Aim of the exercise: Could you set down exactly the lines in the records below between the line holding "-def _focal_chat_id_from_meta(meta: RequestParams.Meta" and the line holding "return path", inclusive?

Records:
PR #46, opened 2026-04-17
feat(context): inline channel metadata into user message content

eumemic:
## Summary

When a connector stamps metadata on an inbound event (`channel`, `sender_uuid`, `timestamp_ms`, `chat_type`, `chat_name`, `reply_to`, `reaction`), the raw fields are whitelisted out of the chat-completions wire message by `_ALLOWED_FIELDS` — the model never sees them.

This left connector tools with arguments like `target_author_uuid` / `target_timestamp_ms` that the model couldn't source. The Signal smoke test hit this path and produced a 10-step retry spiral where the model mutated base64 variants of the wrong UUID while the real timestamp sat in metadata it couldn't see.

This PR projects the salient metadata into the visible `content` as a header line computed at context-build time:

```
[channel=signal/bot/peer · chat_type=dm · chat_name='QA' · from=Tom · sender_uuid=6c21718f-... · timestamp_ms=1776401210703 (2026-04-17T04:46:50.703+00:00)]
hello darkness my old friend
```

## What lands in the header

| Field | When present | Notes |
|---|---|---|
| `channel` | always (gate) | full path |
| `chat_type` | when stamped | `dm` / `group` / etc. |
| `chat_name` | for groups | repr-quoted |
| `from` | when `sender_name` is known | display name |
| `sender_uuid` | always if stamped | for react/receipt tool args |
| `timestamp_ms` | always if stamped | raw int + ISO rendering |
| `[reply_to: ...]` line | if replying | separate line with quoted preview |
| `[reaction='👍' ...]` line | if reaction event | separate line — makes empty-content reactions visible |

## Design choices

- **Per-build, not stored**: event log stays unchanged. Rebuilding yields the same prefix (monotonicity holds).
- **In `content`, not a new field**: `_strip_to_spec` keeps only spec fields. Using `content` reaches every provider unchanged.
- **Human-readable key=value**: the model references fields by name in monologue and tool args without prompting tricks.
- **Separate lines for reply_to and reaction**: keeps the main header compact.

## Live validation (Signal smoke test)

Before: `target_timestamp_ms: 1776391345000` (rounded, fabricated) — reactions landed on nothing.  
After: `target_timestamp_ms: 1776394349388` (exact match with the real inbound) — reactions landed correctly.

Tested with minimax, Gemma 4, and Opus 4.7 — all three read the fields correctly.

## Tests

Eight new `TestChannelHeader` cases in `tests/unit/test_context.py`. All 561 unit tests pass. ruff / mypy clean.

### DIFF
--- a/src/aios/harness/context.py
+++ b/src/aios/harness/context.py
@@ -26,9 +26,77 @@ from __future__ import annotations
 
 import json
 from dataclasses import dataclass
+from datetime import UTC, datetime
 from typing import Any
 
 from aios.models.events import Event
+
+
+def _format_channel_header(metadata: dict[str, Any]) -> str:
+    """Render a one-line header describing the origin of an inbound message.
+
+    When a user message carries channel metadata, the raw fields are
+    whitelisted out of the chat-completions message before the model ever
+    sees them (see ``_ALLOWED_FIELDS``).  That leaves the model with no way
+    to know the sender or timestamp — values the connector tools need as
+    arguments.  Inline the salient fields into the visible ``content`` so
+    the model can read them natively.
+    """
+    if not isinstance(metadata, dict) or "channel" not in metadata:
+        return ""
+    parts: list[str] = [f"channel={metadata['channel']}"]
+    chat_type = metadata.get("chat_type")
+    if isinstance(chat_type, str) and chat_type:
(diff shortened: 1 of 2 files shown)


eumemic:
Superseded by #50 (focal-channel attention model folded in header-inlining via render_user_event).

---

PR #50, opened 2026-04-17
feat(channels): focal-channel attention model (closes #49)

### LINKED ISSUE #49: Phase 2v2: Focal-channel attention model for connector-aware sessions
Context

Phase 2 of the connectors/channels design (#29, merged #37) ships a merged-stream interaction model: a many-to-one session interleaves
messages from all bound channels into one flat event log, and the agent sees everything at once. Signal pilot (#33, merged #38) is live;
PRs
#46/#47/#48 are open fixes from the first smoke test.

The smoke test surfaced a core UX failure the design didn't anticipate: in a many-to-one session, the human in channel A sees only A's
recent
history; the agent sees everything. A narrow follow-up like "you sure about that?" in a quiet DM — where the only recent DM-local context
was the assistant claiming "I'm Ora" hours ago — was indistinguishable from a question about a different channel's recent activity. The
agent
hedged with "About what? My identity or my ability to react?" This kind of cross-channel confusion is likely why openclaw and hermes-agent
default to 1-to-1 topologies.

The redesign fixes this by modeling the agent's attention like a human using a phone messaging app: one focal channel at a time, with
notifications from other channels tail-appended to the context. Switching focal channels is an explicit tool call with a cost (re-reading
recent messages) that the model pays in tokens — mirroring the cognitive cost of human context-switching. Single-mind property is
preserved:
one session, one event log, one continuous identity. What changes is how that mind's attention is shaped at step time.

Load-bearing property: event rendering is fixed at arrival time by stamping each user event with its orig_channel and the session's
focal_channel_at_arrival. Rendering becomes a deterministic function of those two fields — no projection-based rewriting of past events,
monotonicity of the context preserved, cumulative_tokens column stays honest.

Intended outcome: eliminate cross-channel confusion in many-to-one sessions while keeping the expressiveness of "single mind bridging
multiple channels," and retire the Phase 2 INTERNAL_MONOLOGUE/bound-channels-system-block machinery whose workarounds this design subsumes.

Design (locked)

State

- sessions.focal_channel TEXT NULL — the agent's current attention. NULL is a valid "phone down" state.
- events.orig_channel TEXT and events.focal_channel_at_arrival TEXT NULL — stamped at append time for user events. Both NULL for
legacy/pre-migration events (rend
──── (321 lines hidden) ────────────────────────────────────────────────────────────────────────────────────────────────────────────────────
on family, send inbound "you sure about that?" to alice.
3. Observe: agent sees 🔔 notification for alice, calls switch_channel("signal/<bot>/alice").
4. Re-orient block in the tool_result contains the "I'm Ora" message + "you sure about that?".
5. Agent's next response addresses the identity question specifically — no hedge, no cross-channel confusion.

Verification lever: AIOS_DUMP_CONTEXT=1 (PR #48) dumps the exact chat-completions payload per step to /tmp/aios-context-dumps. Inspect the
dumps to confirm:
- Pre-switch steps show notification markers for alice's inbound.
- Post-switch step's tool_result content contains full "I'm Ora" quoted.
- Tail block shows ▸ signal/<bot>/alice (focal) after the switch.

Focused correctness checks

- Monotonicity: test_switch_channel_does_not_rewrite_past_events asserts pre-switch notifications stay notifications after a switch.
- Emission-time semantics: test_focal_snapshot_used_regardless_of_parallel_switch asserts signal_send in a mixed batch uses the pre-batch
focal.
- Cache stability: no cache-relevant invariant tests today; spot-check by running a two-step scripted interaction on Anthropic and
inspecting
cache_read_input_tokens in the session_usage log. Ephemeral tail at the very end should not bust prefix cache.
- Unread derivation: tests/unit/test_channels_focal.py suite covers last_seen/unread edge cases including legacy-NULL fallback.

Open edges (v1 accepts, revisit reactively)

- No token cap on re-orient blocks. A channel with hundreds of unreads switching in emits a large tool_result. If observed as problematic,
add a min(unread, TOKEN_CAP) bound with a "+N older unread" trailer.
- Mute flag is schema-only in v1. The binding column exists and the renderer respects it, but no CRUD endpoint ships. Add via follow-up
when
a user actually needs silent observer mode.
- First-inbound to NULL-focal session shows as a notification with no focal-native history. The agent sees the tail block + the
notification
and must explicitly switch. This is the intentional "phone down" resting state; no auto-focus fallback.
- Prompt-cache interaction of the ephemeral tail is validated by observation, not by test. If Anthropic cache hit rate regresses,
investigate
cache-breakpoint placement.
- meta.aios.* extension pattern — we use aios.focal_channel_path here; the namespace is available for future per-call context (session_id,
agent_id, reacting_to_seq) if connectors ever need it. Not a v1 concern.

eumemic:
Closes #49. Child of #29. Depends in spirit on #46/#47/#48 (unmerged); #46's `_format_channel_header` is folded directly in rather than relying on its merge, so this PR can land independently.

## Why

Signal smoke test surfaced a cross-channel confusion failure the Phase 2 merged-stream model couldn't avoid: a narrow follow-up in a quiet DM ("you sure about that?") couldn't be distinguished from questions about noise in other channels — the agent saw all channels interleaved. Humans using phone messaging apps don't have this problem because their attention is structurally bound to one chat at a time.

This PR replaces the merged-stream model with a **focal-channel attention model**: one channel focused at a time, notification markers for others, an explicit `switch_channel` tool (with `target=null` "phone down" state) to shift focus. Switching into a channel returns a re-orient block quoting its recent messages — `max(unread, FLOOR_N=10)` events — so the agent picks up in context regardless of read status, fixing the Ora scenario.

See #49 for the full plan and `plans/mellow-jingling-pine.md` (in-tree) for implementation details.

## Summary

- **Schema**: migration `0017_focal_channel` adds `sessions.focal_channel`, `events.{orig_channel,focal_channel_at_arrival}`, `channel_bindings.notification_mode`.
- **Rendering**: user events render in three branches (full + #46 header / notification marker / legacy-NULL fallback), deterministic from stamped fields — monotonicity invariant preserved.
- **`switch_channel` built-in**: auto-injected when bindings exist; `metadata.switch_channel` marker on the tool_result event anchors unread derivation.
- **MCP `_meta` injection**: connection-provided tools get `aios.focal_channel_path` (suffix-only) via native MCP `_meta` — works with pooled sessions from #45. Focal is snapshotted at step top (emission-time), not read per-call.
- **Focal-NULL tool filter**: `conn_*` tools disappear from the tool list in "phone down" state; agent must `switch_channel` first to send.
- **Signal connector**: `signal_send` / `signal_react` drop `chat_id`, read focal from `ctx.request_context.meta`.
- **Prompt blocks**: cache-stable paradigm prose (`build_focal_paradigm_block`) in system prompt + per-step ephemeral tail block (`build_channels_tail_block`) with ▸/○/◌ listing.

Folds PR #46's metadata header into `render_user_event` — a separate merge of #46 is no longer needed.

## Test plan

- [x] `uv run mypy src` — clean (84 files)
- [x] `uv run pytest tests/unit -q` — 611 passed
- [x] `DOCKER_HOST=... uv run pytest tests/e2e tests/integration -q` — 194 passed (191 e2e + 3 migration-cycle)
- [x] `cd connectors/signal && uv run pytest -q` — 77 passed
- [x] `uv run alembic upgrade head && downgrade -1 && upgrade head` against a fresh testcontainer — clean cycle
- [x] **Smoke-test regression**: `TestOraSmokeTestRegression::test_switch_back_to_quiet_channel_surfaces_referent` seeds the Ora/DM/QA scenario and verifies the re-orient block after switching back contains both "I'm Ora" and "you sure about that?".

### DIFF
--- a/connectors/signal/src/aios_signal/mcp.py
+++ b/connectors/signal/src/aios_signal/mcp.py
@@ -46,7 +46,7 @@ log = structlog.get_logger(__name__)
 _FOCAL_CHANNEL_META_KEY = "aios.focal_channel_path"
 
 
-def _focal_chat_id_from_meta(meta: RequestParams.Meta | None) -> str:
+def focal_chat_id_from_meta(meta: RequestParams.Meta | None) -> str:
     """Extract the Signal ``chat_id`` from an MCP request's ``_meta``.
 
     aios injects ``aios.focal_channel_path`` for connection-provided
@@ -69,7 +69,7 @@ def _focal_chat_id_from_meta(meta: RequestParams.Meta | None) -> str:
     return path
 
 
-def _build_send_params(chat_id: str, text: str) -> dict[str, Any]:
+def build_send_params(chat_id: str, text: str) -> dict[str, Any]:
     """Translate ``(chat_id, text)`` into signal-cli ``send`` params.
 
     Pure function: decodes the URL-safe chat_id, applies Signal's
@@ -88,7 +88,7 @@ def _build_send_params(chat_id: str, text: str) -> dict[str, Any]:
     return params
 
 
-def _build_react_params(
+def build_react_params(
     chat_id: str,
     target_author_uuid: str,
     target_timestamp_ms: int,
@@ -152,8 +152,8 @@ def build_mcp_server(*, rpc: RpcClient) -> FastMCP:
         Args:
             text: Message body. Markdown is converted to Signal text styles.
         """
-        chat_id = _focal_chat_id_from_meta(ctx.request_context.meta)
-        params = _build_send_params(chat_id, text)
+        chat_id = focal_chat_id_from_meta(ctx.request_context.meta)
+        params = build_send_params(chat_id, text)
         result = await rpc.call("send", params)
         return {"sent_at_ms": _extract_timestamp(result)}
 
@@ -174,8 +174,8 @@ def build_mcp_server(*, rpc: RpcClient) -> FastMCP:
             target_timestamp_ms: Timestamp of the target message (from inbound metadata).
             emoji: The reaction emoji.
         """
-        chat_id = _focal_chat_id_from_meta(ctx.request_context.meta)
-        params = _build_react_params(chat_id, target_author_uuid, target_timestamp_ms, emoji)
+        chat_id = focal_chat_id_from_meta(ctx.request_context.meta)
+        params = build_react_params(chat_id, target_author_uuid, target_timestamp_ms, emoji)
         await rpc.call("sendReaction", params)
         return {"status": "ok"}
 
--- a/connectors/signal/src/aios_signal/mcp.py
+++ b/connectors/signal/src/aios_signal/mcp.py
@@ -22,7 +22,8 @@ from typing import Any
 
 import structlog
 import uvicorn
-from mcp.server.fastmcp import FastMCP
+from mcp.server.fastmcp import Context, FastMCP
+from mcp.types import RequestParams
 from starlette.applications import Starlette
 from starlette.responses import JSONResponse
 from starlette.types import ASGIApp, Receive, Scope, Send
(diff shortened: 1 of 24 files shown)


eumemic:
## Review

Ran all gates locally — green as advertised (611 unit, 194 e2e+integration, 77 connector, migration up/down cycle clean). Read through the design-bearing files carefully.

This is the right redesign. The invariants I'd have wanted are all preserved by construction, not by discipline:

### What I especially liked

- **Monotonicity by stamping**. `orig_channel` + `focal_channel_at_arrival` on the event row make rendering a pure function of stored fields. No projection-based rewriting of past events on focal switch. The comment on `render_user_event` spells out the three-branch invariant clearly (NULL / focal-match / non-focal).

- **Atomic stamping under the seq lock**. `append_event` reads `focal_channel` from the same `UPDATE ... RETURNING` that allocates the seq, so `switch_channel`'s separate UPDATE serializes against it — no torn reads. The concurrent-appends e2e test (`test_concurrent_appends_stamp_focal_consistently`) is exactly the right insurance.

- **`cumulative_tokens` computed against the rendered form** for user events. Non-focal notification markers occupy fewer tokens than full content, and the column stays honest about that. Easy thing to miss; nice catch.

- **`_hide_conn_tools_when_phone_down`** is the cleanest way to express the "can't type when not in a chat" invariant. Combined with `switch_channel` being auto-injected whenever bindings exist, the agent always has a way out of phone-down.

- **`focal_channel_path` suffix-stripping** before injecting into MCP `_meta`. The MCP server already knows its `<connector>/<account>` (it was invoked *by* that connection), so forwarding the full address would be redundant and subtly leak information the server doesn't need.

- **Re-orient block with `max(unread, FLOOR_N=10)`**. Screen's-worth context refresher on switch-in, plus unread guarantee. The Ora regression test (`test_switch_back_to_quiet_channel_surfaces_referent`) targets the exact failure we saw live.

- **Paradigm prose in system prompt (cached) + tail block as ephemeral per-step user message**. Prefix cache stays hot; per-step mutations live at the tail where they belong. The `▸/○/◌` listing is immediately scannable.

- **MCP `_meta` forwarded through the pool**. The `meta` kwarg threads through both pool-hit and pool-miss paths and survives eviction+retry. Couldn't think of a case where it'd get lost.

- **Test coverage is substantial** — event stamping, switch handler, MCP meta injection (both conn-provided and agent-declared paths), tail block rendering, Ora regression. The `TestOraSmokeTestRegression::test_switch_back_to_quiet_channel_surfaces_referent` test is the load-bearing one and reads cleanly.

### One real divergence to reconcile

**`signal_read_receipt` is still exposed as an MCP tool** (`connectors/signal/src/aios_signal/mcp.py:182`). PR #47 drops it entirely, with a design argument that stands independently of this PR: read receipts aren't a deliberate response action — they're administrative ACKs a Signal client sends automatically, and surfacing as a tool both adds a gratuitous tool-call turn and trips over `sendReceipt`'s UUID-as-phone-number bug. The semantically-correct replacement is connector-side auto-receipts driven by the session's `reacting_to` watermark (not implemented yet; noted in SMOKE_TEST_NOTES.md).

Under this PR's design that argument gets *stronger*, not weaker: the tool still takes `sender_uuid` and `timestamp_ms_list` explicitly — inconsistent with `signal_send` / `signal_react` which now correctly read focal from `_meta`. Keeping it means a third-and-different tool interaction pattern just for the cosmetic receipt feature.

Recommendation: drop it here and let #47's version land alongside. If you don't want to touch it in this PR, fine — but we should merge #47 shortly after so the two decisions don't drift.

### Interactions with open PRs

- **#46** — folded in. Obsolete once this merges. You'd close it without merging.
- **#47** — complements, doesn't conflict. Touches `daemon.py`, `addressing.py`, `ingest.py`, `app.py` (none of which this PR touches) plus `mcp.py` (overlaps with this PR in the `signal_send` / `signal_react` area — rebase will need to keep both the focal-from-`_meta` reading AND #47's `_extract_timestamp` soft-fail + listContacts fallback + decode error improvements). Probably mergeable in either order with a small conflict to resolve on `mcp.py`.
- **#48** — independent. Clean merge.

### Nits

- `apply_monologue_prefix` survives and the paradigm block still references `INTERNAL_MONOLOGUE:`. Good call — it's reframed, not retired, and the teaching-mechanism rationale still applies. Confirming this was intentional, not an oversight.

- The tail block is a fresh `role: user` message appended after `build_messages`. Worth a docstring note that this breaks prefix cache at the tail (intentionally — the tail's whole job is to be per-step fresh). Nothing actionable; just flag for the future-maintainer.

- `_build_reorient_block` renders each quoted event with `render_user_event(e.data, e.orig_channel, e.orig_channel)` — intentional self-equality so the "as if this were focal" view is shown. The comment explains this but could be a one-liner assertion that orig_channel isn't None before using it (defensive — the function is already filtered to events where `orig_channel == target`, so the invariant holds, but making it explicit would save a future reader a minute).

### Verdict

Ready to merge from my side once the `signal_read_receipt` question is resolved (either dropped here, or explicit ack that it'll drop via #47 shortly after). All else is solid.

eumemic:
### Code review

==

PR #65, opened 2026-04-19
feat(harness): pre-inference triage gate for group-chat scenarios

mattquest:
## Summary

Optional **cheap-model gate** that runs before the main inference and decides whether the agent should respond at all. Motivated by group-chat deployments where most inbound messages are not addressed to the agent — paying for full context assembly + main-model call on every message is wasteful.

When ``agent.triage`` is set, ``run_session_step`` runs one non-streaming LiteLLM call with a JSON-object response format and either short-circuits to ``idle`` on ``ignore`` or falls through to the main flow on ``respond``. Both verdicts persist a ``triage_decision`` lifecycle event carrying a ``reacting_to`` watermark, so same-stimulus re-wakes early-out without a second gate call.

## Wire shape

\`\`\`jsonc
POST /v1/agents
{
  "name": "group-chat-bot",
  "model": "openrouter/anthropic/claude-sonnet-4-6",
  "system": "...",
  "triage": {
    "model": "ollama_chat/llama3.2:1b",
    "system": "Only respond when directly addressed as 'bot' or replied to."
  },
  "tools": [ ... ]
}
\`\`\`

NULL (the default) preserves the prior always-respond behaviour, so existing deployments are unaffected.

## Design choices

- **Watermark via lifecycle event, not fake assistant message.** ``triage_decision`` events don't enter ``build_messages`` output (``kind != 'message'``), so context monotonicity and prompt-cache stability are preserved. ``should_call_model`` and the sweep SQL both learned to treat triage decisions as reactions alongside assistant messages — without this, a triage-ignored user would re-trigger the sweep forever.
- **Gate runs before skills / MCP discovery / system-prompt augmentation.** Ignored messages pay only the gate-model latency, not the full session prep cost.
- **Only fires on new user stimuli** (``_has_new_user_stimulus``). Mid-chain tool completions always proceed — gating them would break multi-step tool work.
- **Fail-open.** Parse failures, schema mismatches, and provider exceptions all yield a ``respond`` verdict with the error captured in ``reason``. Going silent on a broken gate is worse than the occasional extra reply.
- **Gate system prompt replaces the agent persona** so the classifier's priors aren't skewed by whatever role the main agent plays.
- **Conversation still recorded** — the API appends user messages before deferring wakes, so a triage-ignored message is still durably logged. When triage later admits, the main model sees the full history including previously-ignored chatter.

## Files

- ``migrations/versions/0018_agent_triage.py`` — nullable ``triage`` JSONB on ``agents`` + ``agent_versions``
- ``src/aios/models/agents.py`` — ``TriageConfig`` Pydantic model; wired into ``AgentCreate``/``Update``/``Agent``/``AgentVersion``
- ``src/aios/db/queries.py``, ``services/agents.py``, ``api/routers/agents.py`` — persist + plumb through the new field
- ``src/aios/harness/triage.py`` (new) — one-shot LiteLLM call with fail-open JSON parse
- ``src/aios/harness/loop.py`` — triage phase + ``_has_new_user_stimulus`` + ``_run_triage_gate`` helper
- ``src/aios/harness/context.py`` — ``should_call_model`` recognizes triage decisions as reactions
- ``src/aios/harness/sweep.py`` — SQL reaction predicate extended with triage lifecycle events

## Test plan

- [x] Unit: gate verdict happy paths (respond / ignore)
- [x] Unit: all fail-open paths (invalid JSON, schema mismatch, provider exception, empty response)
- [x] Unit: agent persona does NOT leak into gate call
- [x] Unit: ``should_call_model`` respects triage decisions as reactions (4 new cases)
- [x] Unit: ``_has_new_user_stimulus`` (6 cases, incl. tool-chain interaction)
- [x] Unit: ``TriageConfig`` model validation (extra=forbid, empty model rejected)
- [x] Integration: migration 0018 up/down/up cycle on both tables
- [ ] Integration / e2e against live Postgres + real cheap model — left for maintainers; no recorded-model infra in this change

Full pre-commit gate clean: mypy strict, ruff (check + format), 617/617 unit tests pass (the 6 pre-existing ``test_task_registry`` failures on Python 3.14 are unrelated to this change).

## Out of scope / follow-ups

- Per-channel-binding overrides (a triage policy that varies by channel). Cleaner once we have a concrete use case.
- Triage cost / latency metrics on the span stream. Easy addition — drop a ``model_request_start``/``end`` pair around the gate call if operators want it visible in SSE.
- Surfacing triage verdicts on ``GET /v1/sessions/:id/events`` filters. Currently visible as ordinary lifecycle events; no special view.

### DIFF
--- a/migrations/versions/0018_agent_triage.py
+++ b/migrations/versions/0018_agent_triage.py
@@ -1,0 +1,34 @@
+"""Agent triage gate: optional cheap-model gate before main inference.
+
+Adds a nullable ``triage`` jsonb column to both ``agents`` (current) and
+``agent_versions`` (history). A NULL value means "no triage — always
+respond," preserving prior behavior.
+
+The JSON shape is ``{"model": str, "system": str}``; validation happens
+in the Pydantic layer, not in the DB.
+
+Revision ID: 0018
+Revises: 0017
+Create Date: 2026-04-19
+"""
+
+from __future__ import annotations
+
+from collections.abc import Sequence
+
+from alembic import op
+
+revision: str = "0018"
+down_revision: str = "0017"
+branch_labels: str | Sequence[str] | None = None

Solution:
-def _focal_chat_id_from_meta(meta: RequestParams.Meta | None) -> str:
+def focal_chat_id_from_meta(meta: RequestParams.Meta | None) -> str:
     """Extract the Signal ``chat_id`` from an MCP request's ``_meta``.
 
     aios injects ``aios.focal_channel_path`` for connection-provided
@@ -69,7 +69,7 @@ def _focal_chat_id_from_meta(meta: RequestParams.Meta | None) -> str:
     return path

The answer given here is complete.